### Description of the task:
Tell how many lines in the data contain the word "https", and leave out everything else.

### Records for the task:
>>>>>

PR #235, opened 2021-09-25
Enabled jobs instead of cronjobs to take care of running compaction.

abdasgupta:

/area performance
/kind enhancement

Earlier cronjobs are scheduled through druid for backup compaction of ETCD. But that incurs huge cost as we have to predefine schedule and resources for compaction jobs. This PR enabled to run jobs instead of cronjobs to run the backup compaction. Jobs are triggered based on the number of events that accumulated as delta snapshot after last full snapshot.

cc @aaronfern 
Fixes #

**Release note**:

```breaking operator
CronJob is no more used to schedule compaction job at regular interval. Instead, we are using Job.
Therefore, `BackupCompactionSchedule` field is removed from ETCD backup spec, as it was only necessary for scheduling CronJob.
```
```feature operator
A new controller named lease controller has been introduced. Lease controller will be responsible for creating compaction job based on the delta event lease.
For this, two new `Lease`s are introduced: One to hold the value of the latest full snapshot revision and one for the last delta revision.
```


controllers/etcd_custodian_controller.go
```diff
@@ -80,12 +125,183 @@ func (ec *EtcdCustodian) Reconcile(ctx context.Context, req ctrl.Request) (ctrl.
...
+			}
+
+			chartPath := getChartPath()
+			renderedChart, err := ec.chartApplier.Render(chartPath, etcd.Name, etcd.Namespace, values)
+			if err != nil {
+				logger.Error(err, "Error while rendering chart")
+				return ctrl.Result{}, err
+			}
+
+			j, err := ec.reconcileJob(ctx, logger, etcd, renderedChart)
```
timuthy, line 297: I suggest to add a new reconciler/controller which is solely responsible for creating/reconciling the job. It's a clear separation of concern and not really related to what the custodian does today (mainly health checks). This controller can then watch the `Leases` and create the jobs whenever necessary.

controllers/etcd_custodian_controller.go
```diff
@@ -80,12 +125,183 @@ func (ec *EtcdCustodian) Reconcile(ctx context.Context, req ctrl.Request) (ctrl.
...
-		return ctrl.Result{
-			RequeueAfter: 30 * time.Second,
-		}, nil
+	// Get or Create full_snapshot_revisions lease object that will help to set BackupReady condition
+	nsName := types.NamespacedName{
+		Name:      "full-snapshot-revisions",
+		Namespace: etcd.Namespace,
+	}
+
+	fullLease := &coordinationv1.Lease{}
```
timuthy, line 134: I prefer to create the `Lease` objects in the `etcd-controller` because the objects themselves are bound to the lifecycle of the etcd cluster which is created/updated/deleted by the `etcd-controller`, not by the `custodian`.

timuthy (changes requested):
Thanks for the PR. I have a few suggestions and questions which I added as a comment to the affected line(s).

controllers/etcd_custodian_controller.go
```diff
@@ -168,6 +384,78 @@ func (ec *EtcdCustodian) updateEtcdStatus(ctx context.Context, logger logr.Logge
...
 
+func (ec *EtcdCustodian) reconcileJob(ctx context.Context, logger logr.Logger, etcd *druidv1alpha1.Etcd, renderedChart *chartrenderer.RenderedChart) (*batchv1.Job, error) {
+	logger.Info("Reconcile etcd compaction job")
+
+	var job batchv1.Job
+	err := ec.Get(ctx, types.NamespacedName{Name: getJobName(etcd), Namespace: etcd.Namespace}, &job)
+
+	if err == nil {
+		// Delete job and reque if the last job failed
+		if job.Status.Failed > 0 {
```
timuthy, line 395: Are you sure that this condition is sufficient to delete the entire job? What about retries? Then there will be `Failed` executions but you probably interrupt an active compaction process.

controllers/etcd_custodian_controller.go
```diff
@@ -168,6 +384,78 @@ func (ec *EtcdCustodian) updateEtcdStatus(ctx context.Context, logger logr.Logge
...
+	}
+
+	// Required job doesn't exist. Create new
+	j, err := ec.getJobFromEtcd(etcd, renderedChart, logger)
+	if err != nil {
+		return nil, err
+	}
+
+	logger.Info("Creating job", "job", kutil.Key(j.Namespace, j.Name).String())
+	err = ec.Create(ctx, j)
```
timuthy, line 423: I think this will fail if the previous compaction was successful because nothing deleted the previous `Job` right?

controllers/etcd_custodian_controller.go
```diff
@@ -80,12 +125,183 @@ func (ec *EtcdCustodian) Reconcile(ctx context.Context, req ctrl.Request) (ctrl.
...
+		if err != nil {
+			logger.Error(err, "Delta snap lease found but error occured during claiming it")
+			return ctrl.Result{
+				RequeueAfter: 5 * time.Second,
+			}, nil
+		}
+	}
+	// Run compaction job
+	if etcd.Spec.Backup.Store != nil {
+		hi, err := strconv.ParseInt(*deltaLease.Spec.HolderIdentity, 10, 32)
```
timuthy, line 275: Can you elaborate what component resets this count after the compaction was successful?

timuthy (changes requested):

charts/etcd/templates/etcd-compaction-job.yaml
```diff
@@ -0,0 +1,222 @@
+apiVersion: batch/v1
```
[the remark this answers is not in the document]
abdasgupta: Nice! I saw the comment just at the nick of time. I already had lease created in code. I can create Job like that. Thanks.

controllers/etcd_custodian_controller.go
```diff
@@ -80,12 +125,183 @@ func (ec *EtcdCustodian) Reconcile(ctx context.Context, req ctrl.Request) (ctrl.
...
+	deltaLease := &coordinationv1.Lease{}
+	err1 = ec.Get(ctx, nsName, deltaLease)
+	if err1 != nil {
+		logger.Info("Couldn't fetch delta snap lease delta-snapshot-revisions because: " + err1.Error())
+		logger.Info("Creating the delta snap lease delta-snapshot-revisions")
+
+		renewTime := metav1.NewMicroTime(time.Now())
+		deltaLease = &coordinationv1.Lease{
+			ObjectMeta: metav1.ObjectMeta{
+				Name:      "delta-snapshot-revisions",
```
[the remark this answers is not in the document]
abdasgupta: Hmm... I think it ll be better to append etcd name to the string delta-snapshot. Do you have any suggestion?

controllers/etcd_custodian_controller.go
```diff
@@ -80,12 +125,183 @@ func (ec *EtcdCustodian) Reconcile(ctx context.Context, req ctrl.Request) (ctrl.
...
+		fullLease = &coordinationv1.Lease{}
+		err2 = ec.Get(ctx, nsName, fullLease)
+		if err2 != nil {
+			logger.Error(err2, "Full snap lease full-snapshot-revisions couldn't be fetched just after creation")
+			return ctrl.Result{
+				RequeueAfter: 5 * time.Second,
+			}, nil
+		}
+	}
+	if !checkEtcdOwnerReference(fullLease.GetOwnerReferences(), etcd) {
```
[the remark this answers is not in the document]
abdasgupta: I just did a safety check here. owner reference should not ideally be absent. Is it redundant ?

controllers/etcd_custodian_controller.go
abdasgupta: Okay.. Makes sense.

controllers/etcd_custodian_controller.go
abdasgupta: Agreed

controllers/etcd_custodian_controller.go
abdasgupta: I think, I can mention the number of retry in job spec and I kept it as default which is 1. Let me check and confirm

controllers/etcd_custodian_controller.go
abdasgupta: Job will be immediately deleted after successful completion. It can be mentioned in job spec

controllers/etcd_custodian_controller.go
abdasgupta: That component is present in etcd br. After etcd br executes compaction, this value will be reset

controllers/etcd_custodian_controller.go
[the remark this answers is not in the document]
timuthy: Okay. I was wondering if this is rather a theoretical use-case because there is no other component or process which removes the ownerRef on purpose.

controllers/etcd_custodian_controller.go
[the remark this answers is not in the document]
shreyas-s-rao: @abdasgupta you can add a short suffix, similar to how the bootstrap configmap is named [here](https://github.com/gardener/etcd-druid/blob/1d427e9167adac1476d1847c0e265c2c09d6bc62/controllers/etcd_controller.go#L1176)

controllers/etcd_custodian_controller.go
shreyas-s-rao: @timuthy so a new controller like `compaction_controller`? But if I remember right, we wanted `custodian_controller` to be taking care of etcd operations that had to be done outside the shoot maintenance window, so compaction would still fit into the responsibilities of `custodian_controller`.

timuthy: > we wanted custodian_controller to be taking care of etcd operations

Hm, I think we should restrict that responsibility to the etcd cluster only. Compaction isn't really related to the cluster directly, IMHO. It's rather a separate feature with a separate reconcile trigger. So why not clearly isolating it with a dedicated controller instead of squeezing it into the Custodian and worsen code maintenance in the future?

controllers/lease_controller.go
```diff
@@ -0,0 +1,456 @@
...
+	}
+
+	// Delete job and return if the job succeeded
+	if job.Status.Succeeded > 0 {
+		err = lc.Delete(ctx, job, client.PropagationPolicy(metav1.DeletePropagationForeground))
+		if err != nil {
+			return nil, err
+		}
+		return job, nil
+	}
```
aaronfern, line 166: Should the controller not requeue after a successful job has been deleted? Won't it be possible that we find the previously run job, delete that, and wait for the next delta snap lease update to create a new job?

controllers/lease_controller.go
```diff
@@ -0,0 +1,456 @@
...
+		logger.Info("Couldn't fetch delta snap lease because: " + err.Error())
+
+		return ctrl.Result{
+			RequeueAfter: 10 * time.Second,
+		}, err
+	}
+
+	// Run compaction job
+	if etcd.Spec.Backup.Store != nil {
+		hi, err := strconv.ParseInt(*deltaLease.Spec.HolderIdentity, 10, 32)
```
aaronfern, line 105: Would suggest using a 64 bit int here instead of a 32 bit int as `Snapshot.LastRevision`s are `int64` type

controllers/etcd_controller.go
```diff
@@ -791,146 +804,167 @@ func (r *EtcdReconciler) getStatefulSetFromEtcd(etcd *druidv1alpha1.Etcd, values
...
+	// compaction job will be scheduled
+	nsName := types.NamespacedName{
+		Name:      getDeltaLease(etcd),
+		Namespace: etcd.Namespace,
+	}
+
+	deltaLease := &coordinationv1.Lease{}
+	err1 := r.Get(ctx, nsName, deltaLease)
+	if err1 != nil {
+		logger.Info("Couldn't fetch delta snap lease delta-snapshot-revisions because: " + err1.Error())
```
aaronfern, line 896: Replace `delta-snapshot-revisions` with actual delta snap lease name here and other occurrences as well

controllers/etcd_controller.go
```diff
@@ -791,146 +804,167 @@ func (r *EtcdReconciler) getStatefulSetFromEtcd(etcd *druidv1alpha1.Etcd, values
...
+	// Get or Create full_snapshot_revisions lease object that will help to set BackupReady condition
+	nsName := types.NamespacedName{
+		Name:      getFullLease(etcd),
+		Namespace: etcd.Namespace,
+	}
+
+	fullLease := &coordinationv1.Lease{}
+	err1 := r.Get(ctx, nsName, fullLease)
+	if err1 != nil {
+		logger.Info("Couldn't fetch full snap lease full-snapshot-revisions because: " + err1.Error())
```
aaronfern, line 817: Replace `full-snapshot-revisions` with actual full snap name here and other occurrences as well

controllers/controller_ref_manager.go
```diff
@@ -529,3 +531,218 @@ func CheckStatefulSet(etcd *druidv1alpha1.Etcd, statefulSet *appsv1.StatefulSet)
...
+		"etcd":                    etcdValues,
+		"backup":                  backupValues,
+		"sharedConfig":            sharedConfigValues,
+		"replicas":                etcd.Spec.Replicas,
+		"statefulsetReplicas":     statefulsetReplicas,
+		"serviceName":             fmt.Sprintf("%s-client", etcd.Name),
+		"configMapName":           fmt.Sprintf("etcd-bootstrap-%s", string(etcd.UID[:6])),
+		"jobName":                 getJobName(etcd),
+		"volumeClaimTemplateName": volumeClaimTemplateName,
+	}
```
aaronfern, line 708: Just an FYI
will have to append `roleName`, `roleBindingName`, and `serviceAccountName` here after [233](https://github.com/gardener/etcd-druid/pull/233) is merged

aaronfern (changes requested):
Thanks @abdasgupta for the well written PR!
Just one query from me and some nitpicks 
Thanks!

controllers/lease_controller.go
```diff
@@ -0,0 +1,456 @@
...
+		Spec: batchv1.JobSpec{
+			ActiveDeadlineSeconds: pointer.Int64Ptr(int64(activeDeadlineSeconds.Seconds())),
+			BackoffLimit:          pointer.Int32Ptr(0),
+			Template: v1.PodTemplateSpec{
+				ObjectMeta: metav1.ObjectMeta{
+					Annotations: etcd.Spec.Annotations,
+					Labels:      getLabels(etcd),
+				},
+				Spec: v1.PodSpec{
+					//ServiceAccountName: fmt.Sprint(values["serviceAccountName"]),
```
aaronfern, line 218: Needs to be uncommented before merging to add a serviceaccount to the compaction job
This is needed for backup sidecar to be able to update the snapshot leases

controllers/lease_controller.go
```diff
@@ -0,0 +1,456 @@
...
+func getCmpctJobEnvVar(etcd *druidv1alpha1.Etcd) []v1.EnvVar {
+	var env []v1.EnvVar
+	if etcd.Spec.Backup.Store == nil {
+		return env
+	}
+
+	storeValues := etcd.Spec.Backup.Store
+
+	env = append(env, getEnvVarFromValues("STORAGE_CONTAINER", *storeValues.Container))
+	//env = append(env, getEnvVarFromFields("POD_NAMESPACE", "metadata.namespace"))
```
aaronfern, line 328: Needs to be uncommented before merging to add pod namespace as an env var to the compaction job
This is needed by backup sidecar to update the snapshot leases

controllers/lease_controller.go
```diff
@@ -0,0 +1,456 @@
...
+				Key: secretKey,
+			},
+		},
+	}
+}
+
+func getCompactJobCommands(etcd *druidv1alpha1.Etcd) []string {
+	command := []string{"" + "etcdbrctl" + " " + "compact"}
+	command = append(command, "--data-dir=/var/etcd/data")
+	command = append(command, "--snapstore-temp-directory=/var/etcd/data/tmp")
```
aaronfern, line 412: 3 new flags need to be added for backup sidecar to be able to be update snapshot leases as part of compaction
```
--enable-etcd-lease-renewal=true
--full-snapshot-lease-name=<full_snap_name>
--delta-snapshot-lease-name<delta_snap_name>
```

aaronfern (commented):
Hey @abdasgupta 
Just adding below some changes to the job that needs to be made before this PR is merged
This is to ensure it correctly works with the etcdbr version

main.go
```diff
@@ -71,6 +72,8 @@ func main() {
 	flag.IntVar(&etcdWorkers, "workers", 3, "Number of worker threads of the etcd controller.")
 	flag.IntVar(&custodianWorkers, "custodian-workers", 3, "Number of worker threads of the custodian controller.")
 	flag.DurationVar(&custodianSyncPeriod, "custodian-sync-period", 30*time.Second, "Sync period of the custodian controller.")
+	flag.Int64Var(&eventsThreshold, "events-threshold", 1000000, "Total number of events that can be allowed before a compaction job is triggered")
+	flag.StringVar(&activeDeadlineDuration, "active-deadline-duration", "3h", "Duration after which a running compaction job will be killed (Ex: \"300ms\", \"20s\", \"-1.5h\" or \"2h45m\")")
```
timuthy, line 76: Why not `DurationVar`?

main.go
```diff
@@ -50,16 +50,17 @@ func init() {
...
+		metricsAddr                string
+		enableLeaderElection       bool
+		leaderElectionID           string
+		leaderElectionResourceLock string
+		etcdWorkers                int
+		custodianWorkers           int
+		custodianSyncPeriod        time.Duration
+		disableLeaseCache          bool
+		eventsThreshold            int64
+		activeDeadlineDuration     string
```
timuthy, line 62: Why not `time.Duration`?

controllers/etcd_controller.go
```diff
@@ -791,146 +804,169 @@ func (r *EtcdReconciler) getStatefulSetFromEtcd(etcd *druidv1alpha1.Etcd, values
...
+			err2 := r.Create(ctx, fullLease)
+			if err2 != nil {
+				logger.Error(err2, "Full snap lease "+fullSnapshotRevisions+" couldn't be created")
+				return nil, err2
 			}
 
-			if foundEtcd.GetDeletionTimestamp() != nil {
-				return nil, fmt.Errorf("%v/%v etcd is marked for deletion", etcd.Namespace, etcd.Name)
+			fullLease = &coordinationv1.Lease{}
+			err2 = r.Get(ctx, nsName, fullLease)
```
timuthy, line 851: Why do we need to `Get` the object here again?

controllers/config/compaction.go
```diff
@@ -0,0 +1,23 @@
...
+// limitations under the License.
+
+package config
+
+// CompactionConfig contains configuration for the compaction controller.
+type CompactionConfig struct {
+	// EventsThreshold is Total number of events that can be allowed before a compaction job is triggered
+	EventsThreshold int64
+	// ActiveDeadlineDuration is the duration after which a running compaction job will be killed (Ex: "300ms", "20s", "-1.5h" or "2h45m")
+	ActiveDeadlineDuration string
```
timuthy, line 22: Why not `time.Duration`?

main.go
```diff
@@ -126,11 +128,31 @@ func main() {
...
+	}
+
 	if err := custodian.SetupWithManager(ctx, mgr, custodianWorkers); err != nil {
 		setupLog.Error(err, "Unable to create controller", "Controller", "Etcd Custodian")
 		os.Exit(1)
 	}
 
+	lc, err := controllers.NewLeaseControllerWithImageVector(mgr, controllersconfig.CompactionConfig{
+		EventsThreshold:        1000000,
+		ActiveDeadlineDuration: "2m",
```
timuthy, line 143: You introduced command line flags to configure these values, but here they are set them statically. Either overwrite them here with the configured ones or remove the CMD flags which is probably not intended.

controllers/lease_controller.go
```diff
@@ -0,0 +1,506 @@
...
+	druidv1alpha1 "github.com/gardener/etcd-druid/api/v1alpha1"
+	controllersconfig "github.com/gardener/etcd-druid/controllers/config"
+	"github.com/gardener/etcd-druid/pkg/common"
+	"github.com/gardener/etcd-druid/pkg/utils"
+	"github.com/gardener/gardener/pkg/utils/imagevector"
+	kutil "github.com/gardener/gardener/pkg/utils/kubernetes"
+)
+
+// LeaseController reconciles compaction job
+type LeaseController struct {
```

<<<<<

### Response to the exercise:
2